Scientists at ETH Zurich have developed a new chemical technique that could make it far easier to build complex proteins used in modern medicines, including next-generation cancer therapies.
The research, published in the journal Science, introduces a protein-assembly method that works at concentrations thousands of times lower than those required in conventional protein synthesis. The advance could help scientists produce proteins that are normally difficult to manufacture because they clump together or dissolve poorly in water.

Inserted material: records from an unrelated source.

PR #124, opened 2020-04-16
gltfpack: Fixed missing mime_type

atteneder:
Encoding basisu/ktx2 textures fails if the mime_type is not setup.
basisu command fails if the input file has the extension `.raw` instead of `.png`.

Happened when converting glTF-JSON (with separate texture file) to glTF-JSON (with -tc option).

Tried to upload a sample file, but github throws errors :/

### DIFF
--- a/gltf/write.cpp
+++ b/gltf/write.cpp
@@ -567,6 +567,10 @@ void writeImage(std::string& json, std::vector<BufferView>& views, const cgltf_i
 
 		mime_type = inferMimeType(image.uri);
 	}
+	else if (image.uri)
+	{
+		mime_type = image.mime_type ? image.mime_type : inferMimeType(image.uri);
+	}
 
 	if (!img_data.empty())
 	{


atteneder:
Now it worked:

[example_gltf.zip](https://github.com/zeux/meshoptimizer/files/4488347/example_gltf.zip)

gltf/write.cpp
```diff
@@ -602,6 +602,7 @@ void writeImage(std::string& json, std::vector<BufferView>& views, const cgltf_i
 			if (readFile(full_path.c_str(), img_data))
 			{
 				std::string encoded;
+				mime_type = image.mime_type ? image.mime_type : inferMimeType(image.uri);
```
zeux, line 605: Ah, makes sense - I forgot about this. Can this be moved to the beginning of the function, perhaps as a `else if (image.uri)` after the inferMimeType is being called right now? That will make mime_type more consistently present throughout the rest of the function.

PR #125, opened 2020-04-16
 vertexfilter: Implement NEON versions for all filters

zeux:
Scalar performance:
oct8 231.26 ms (0.13 GB/sec), oct12 231.22 ms (0.26 GB/sec), quat12 179.14 ms (0.33 GB/sec), exp 19.04 ms (3.13 GB/sec)

NEON performance:
oct8 62.71 ms (0.48 GB/sec), oct12 69.98 ms (0.85 GB/sec), quat12 73.33 ms (0.81 GB/sec), exp 19.06 ms (3.13 GB/sec)

Note: the NEON code only compiles on AArch64 at the moment, which will need to be fixed before merging this.


zeux:
Final perf numbers on Amazon A1:

filter: oct8 54.37 ms (0.55 GB/sec), oct12 75.31 ms (0.79 GB/sec), quat12 73.29 ms (0.81 GB/sec), exp 16.13 ms (3.69 GB/sec)

Also this PR improves oct8 for SSE2 (2.2 GB/s => 2.6 GB/s) and adds iPhone 32/64 bit build back so that we can be sure we don't break 32-bit ARM compilation with NEON.

PR #126, opened 2020-04-16
Add 'config=scalar' build flag

abrown:
This allows building codecbench with no SIMD code but still with optimizations enabled. @zeux, there is likely a clearer way to do this so feel free to ask for changes or commit to this branch! The rationale for this is to build an optimized, scalar version of codecbench.

### DIFF
--- a/src/vertexcodec.cpp
+++ b/src/vertexcodec.cpp
@@ -4,6 +4,9 @@
 #include <assert.h>
 #include <string.h>
 
+// Detect SIMD settings.
+#if !defined(MESHOPTIMIZER_NO_SIMD)
+
 #if defined(__ARM_NEON__) || defined(__ARM_NEON)
 #define SIMD_NEON
 #endif
@@ -39,6 +42,8 @@
 #define SIMD_WASM
 #define SIMD_TARGET __attribute__((target("unimplemented-simd128")))
 #endif
+
+#endif // !MESHOPTIMIZER_NO_SIMD
 
 #ifndef SIMD_TARGET
 #define SIMD_TARGET
--- a/Makefile
+++ b/Makefile
@@ -40,6 +40,10 @@ ifeq ($(config),trace)
 	CXXFLAGS+=-DTRACE=2
 endif
 
+ifeq ($(config),scalar)
+	CXXFLAGS+=-O3 -DNDEBUG -DMESHOPTIMIZER_NO_SIMD
+endif
+
 ifeq ($(config),release)
 	CXXFLAGS+=-O3 -DNDEBUG
 endif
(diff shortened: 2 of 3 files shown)


zeux:
Is the idea to be able to profile native binaries with scalar implementations?

abrown:
Yeah, it would be nice to see the speedup caused by enabling SIMD but that only makes sense if the baseline (non-SIMD) is actually optimized.

zeux:
Ok - cool. I was thinking at some point that a configuration option to disable SIMD might be good in case there's any platform or compiler specific issues, so users don't need to edit source code.

It would be good to see a couple changes for this though:

1. The define should be called MESHOPTIMIZER_NO_SIMD so that it can be declared externally as a config option without clashes
2. It would be good to, instead of undef-ing existing macros, just wrap the entire autodetection section at the top of vertexcodec.cpp & vertexfilter.cpp in #ifndef MESHOPTIMIZER_NO_SIMD. That way this define can work in cases where, for example, there's a problem with a platform-provided SIMD intrinsic header so even including it is problematic.

That way you also wouldn't need to change the dispatch logic (I think), just the absence of any SIMD_ macros will be enough.

abrown:
@zeux, updated. Let me know if you want different code style for #if/#endif (I ended up using `define(...)` since that is what I saw in the rest of the code).

src/vertexcodec.cpp
```diff
@@ -1201,7 +1206,9 @@ int meshopt_decodeVertexBuffer(void* destination, size_t vertex_count, size_t ve
 
 	const unsigned char* (*decode)(const unsigned char*, const unsigned char*, unsigned char*, size_t, size_t, unsigned char[256]) = 0;
 
-#if defined(SIMD_SSE) && defined(SIMD_FALLBACK)
+#if defined(MESHOPTIMIZER_NO_SIMD)
```
zeux, line 1209: Is this block still necessary? It seems that if no SIMD_ defines are defined, this should correctly use scalar decoder.

abrown: I didn't see it that clearly: the cpuid check below made me think that perhaps `decodeVertexBlockSimd` could be chosen, even if `MESHOPTIMIZER_NO_SIMD` is set. I can remove this if you are convinced, but perhaps we should add some documentation for the uninitiated (like me)?

zeux: Well, the cpuid check is only performed if SIMD_SSE is defined - if SIMD_SSE isn't defined no SIMD code is compiled (or executed).

abrown: Ah, good point! I wasn't looking very carefully and for some reason I thought it was `SIMD_SSE || SIMD_FALLBACK`. I removed this part and re-pushed.

zeux:
Thanks!

PR #127, opened 2020-04-16
Build Wasm versions of codecbench with debug symbols

abrown:
This will affect `codecbench`'s code size (probably not a high area of concern) but will make the generated Wasm much easier to analyze. Alternately, we could make the `WASM_FLAGS` variable more generic (which would involve some refactoring) and include the `-g` there.


zeux:
Yeah codecbench isn't deployed anywhere so this looks good to me 👍

PR #129, opened 2020-04-18
CMake: make shared libs work again

mosra:
Just a minor buildsystem thing. 

`BUILD_SHARED_LIBS` got renamed to `MESHOPT_BUILD_SHARED_LIBS` by @corporateshark in #91, but the unprefixed variant is what still needs to be set for `add_library()` to work as desired. Without this, enabling `MESHOPT_BUILD_SHARED_LIBS` still produced an `*.a` file and additionally made CMake complain about visibility presets being set for static libs.

By the way, I packaged the latest release for ArchLinux and will be maintaining it for the foreseeable future (https://aur.archlinux.org/packages/meshoptimizer/), would it make sense to mention it in the README?

Thank you!

### DIFF
--- a/CMakeLists.txt
+++ b/CMakeLists.txt
@@ -16,6 +16,11 @@ option(MESHOPT_BUILD_TOOLS "Build tools" OFF)
 option(MESHOPT_BUILD_SHARED_LIBS "Build shared libraries" OFF)
 set(MESHOPT_BUILD_TOOLS_GLFW_FOLDER_NAME "" CACHE STRING "Custom folder to look for GLFW")
 
+# add_library() needs BUILD_SHARED_LIBS set to decide between static and
+# shared. This also sets it back to OFF in case parent project has
+# BUILD_SHARED_LIBS but wants MESHOPT_BUILD_SHARED_LIBS to be OFF.
+set(BUILD_SHARED_LIBS ${MESHOPT_BUILD_SHARED_LIBS})
+
 set(SOURCES
     src/meshoptimizer.h
     src/allocator.cpp


zeux:
Ah, good point! Since this option is a standard CMake option I am wondering if we. need a MESHOPT prefixed one, or if just using unprefixed option is enough?

zeux:
Oh, also happy to mention the package. Please let me know if any other changes can be made to make packaging easier for meshoptimizer/gltfpack.

mosra:
> I am wondering if we need a MESHOPT prefixed one

I could imagine a use case where you might want the two separate -- for [magnum](https://github.com/mosra/magnum) I'm integrating meshoptimizer as a plugin (which is shared/dynamic), but meshoptimizer itself could be static to have the plugin binary self-contained. With a single global option could be of course done also with for example

```cmake
set(BUILD_SHARED_LIBS OFF)
add_subdirectory(meshoptimizer)
set(BUILD_SHARED_LIBS ON)
```

but I think having two separate options is a cleaner variant. I'm fine with either, so let me know if I should change to just a single global one.

> packaging

I was positively surprised how smooth this was, actually :) I think it could be useful to have a separate option for enabling `gltfpack` without `lodviewer` (plus lodviewer fails to compile for me currently). I'll submit a PR with that next.

zeux:
I see - separate options make sense. `lodviewer` is meant as an internal debugging tool and shouldn't be distributed anyway, it makes sense to build it separately.

zeux:
For lodviewer I think it might make sense to not build it by default when _TOOLS are being built; at some point it might be removed from the repository, or lose glfw dependency, etc. so I don't want to commit to it being everpresent.

mosra:
I'd personally add a dedicated `MESHOPT_BUILD_GLTFPACK` option and leave `_TOOLS` for lodviewer and potential other internal debugging tools. 

(My first experience when building the project was "but where's gltfpack?" and it wasn't immediately obvious that I need to enable the `_TOOLS` option to get it.)

zeux:
> I'd personally add a dedicated MESHOPT_BUILD_GLTFPACK option

This sounds good to me as well.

Chemical synthesis of proteins typically involves stitching together smaller fragments of peptides created through solid-phase synthesis. But the process often runs into trouble when the fragments are large or highly hydrophobic, say experts. Such pieces tend to aggregate, making them difficult to join into complete proteins.
The ETH Zurich team, led by organic chemist Jeffrey W. Bode, has now developed a new peptide ligation strategy based on the unique chemical properties of boron-containing molecules. Their approach enables protein fragments to link together efficiently in water even at extremely low concentrations.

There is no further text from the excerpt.